Run a model in one line from the CLI, or three lines from any SDK:

CLI:

xybrid run kokoro-82m --input "Hello world" -o output.wav

Flutter:

final model = await Xybrid.model('kokoro-82m').load();
final result = await model.run(XybridEnvelope.text('Hello world'));
// result → 24kHz WAV audio

Kotlin:

val model = XybridModelLoader.fromRegistry("kokoro-82m").load()
val result = model.run(Envelope.text("Hello world"))
// result → 24kHz WAV audio

Swift:

let model = try ModelLoader.fromRegistry(modelId: "kokoro-82m").load()
let result = try model.run(envelope: Envelope.text("Hello world"))
// result → 24kHz WAV audio

Unity (C#):

var model = XybridClient.LoadModel("kokoro-82m");
var result = model.Run(Envelope.Text("Hello world"));
// result → 24kHz WAV audio

Rust:

let model = Xybrid::model("kokoro-82m").load()?;
let result = model.run(&Envelope::text("Hello world"))?;
// result → 24kHz WAV audio

Pipelines

Chain models together — build a voice assistant in 3 lines of YAML:

# voice-assistant.yaml
name: voice-assistant
stages:
  - model: whisper-tiny    # Speech → text
  - model: qwen2.5-0.5b    # Process with LLM
  - model: kokoro-82m      # Text → speech

CLI:

xybrid run voice-assistant.yaml --input question.wav -o response.wav

Flutter:

final pipeline = Xybrid.pipeline(yaml: yamlString);
final result = await pipeline.run(XybridEnvelope.audio(bytes: audioBytes, sampleRate: 16000));

Kotlin:

// Pipeline support coming soon — use single model loading for now

Swift:

// Pipeline support coming soon — use single model loading for now

Unity (C#):

// Pipeline support coming soon — use single model loading for now

Rust:

let pipeline = Xybrid::pipeline(&yaml_string).load()?;
pipeline.load_models()?;
let result = pipeline.run(&Envelope::audio(audio_bytes))?;

Supported Models

All models run entirely on-device.
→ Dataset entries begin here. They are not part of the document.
PR #2429, opened 2020-05-13
Fixed assertion in WebRTC AEC if clock rate > 16000

### LINKED ISSUE #2404: Assertion in WebRTC AEC on desktop when clock rate is higher than 16000 Hz
Assertion line:
```../../webrtc/src/webrtc//modules/audio_processing/aec/aec_core.c:1765: WebRtcAec_ProcessFrames: Assertion `aec->num_bands == num_bands' failed.```

1. run pjsua app with parameter: `--snd-clock-rate=48000`
1. start sound device, e.g: `cc 0 0`
1. assertion occurs!

After investigation, there seem to be a bug in our AEC wrapper, it wrongly passes channel count to `WebRtcAec_Process()`, while it actually expects number of bands (number of bands is not channel count). The WebRTC expects that audio samples splitted into high bands and low band when clock rate is higher than 16000 Hz. The audio band splitting can be done via WebRTC [AudioBuffer](https://chromium.googlesource.com/external/webrtc/+/refs/heads/master/modules/audio_processing/audio_buffer.h).

Thanks to Marcus Froeschl, Thomas Hackl, and Arkadiusz Wroński for the reports.

### PR DESCRIPTION
**Pull request by sauwming**
Fixed #2404 .

Another approach that uses `SplittingFilter`, which doesn't work, can be found in #2428.

### DIFF
--- a/pjmedia/src/pjmedia/echo_webrtc.c
+++ b/pjmedia/src/pjmedia/echo_webrtc.c
@@ -59,7 +59,7 @@
 #endif
 
 #define NUM_BANDS		3
-#define NUM_SAMPLES		80
+#define NUM_SAMPLES		160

No cloud, no API keys required. Browse the full registry with xybrid models list.

Start with these

Model	Type	Params	Why start here
SmolLM2 360M	LLM	360M	Best quality-to-size ratio for any device
Kokoro 82M	TTS	82M	High-quality speech, 24 voices, fast
Whisper Tiny	ASR	39M	Accurate multilingual transcription

Speech-to-Text

Model	Params	Format	Description
Whisper Tiny	39M	SafeTensors	Multilingual transcription (Candle runtime)
Wav2Vec2 Base	95M	ONNX	English ASR with CTC decoding

Text-to-Speech

Model	Params	Format	Description
Kokoro 82M	82M	ONNX	High-quality, 24 natural voices
KittenTTS Nano	15M	ONNX	Ultra-lightweight, 8 voices

Language Models

Model	Params	Format	Description
Gemma 3 1B	1B	GGUF Q4_K_M	Google's mobile-optimized LLM
Llama 3.2 1B	1B	GGUF Q4_K_M	Meta's general purpose, 128K context
Qwen 2.5 0.5B	500M	GGUF Q4_K_M	Compact on-device chat
Qwen 3.5 0.8B	800M	GGUF Q4_K_M	Latest Qwen with reasoning (thinking mode)
Qwen 3.5 2B	2B	GGUF Q4_K_M	Larger Qwen 3.5 with extended reasoning
SmolLM2 360M	360M	GGUF Q4_K_M	Best tiny LLM, excellent quality/size ratio

Coming Soon

Model	Type	Params	Priority	Status
Phi-4 Mini	LLM	3.8B	P2	Spec Ready (first multi-quant: Q4, Q8, FP16)
Qwen3 0.6B	LLM	600M	P2	Planned
Trinity Nano	LLM (MoE)	6B (1B active)	P2	Planned
LFM2 700M	LLM	700M	P2	Planned
Nomic Embed Text v1.5	Embeddings	137M	P1	Blocked (needs Tokenize/MeanPool steps)
LFM2-VL 450M	Vision	450M	P2	Planned
Whisper Tiny CoreML	ASR	39M	P2	Planned
Qwen3-TTS 0.6B	TTS	600M	P2	Blocked (needs custom SafeTensors runtime)
Chatterbox Turbo	TTS	350M	P3	Blocked (needs ModelGraph template)

Features

Capability	iOS	Android	macOS	Linux	Windows
Speech-to-Text	✅	✅	✅	✅	✅
Text-to-Speech	✅	✅	✅	✅	✅
Language Models	✅	✅	✅	✅	✅
Vision Models	🔜	🔜	🔜	🔜	🔜
Embeddings	🔜	🔜	🔜	🔜	🔜
Pipeline Orchestration	✅	✅	✅	✅	✅
Model Download & Caching	✅	✅	✅	✅	✅
Hardware Acceleration	Metal, ANE	CPU	Metal, ANE	CUDA	CUDA

SDK pipeline support: Flutter ✅ · Rust ✅ · Kotlin 🔜 · Swift 🔜 · Unity 🔜

Why Xybrid?

Privacy first — All inference runs on-device. Your data never leaves the device.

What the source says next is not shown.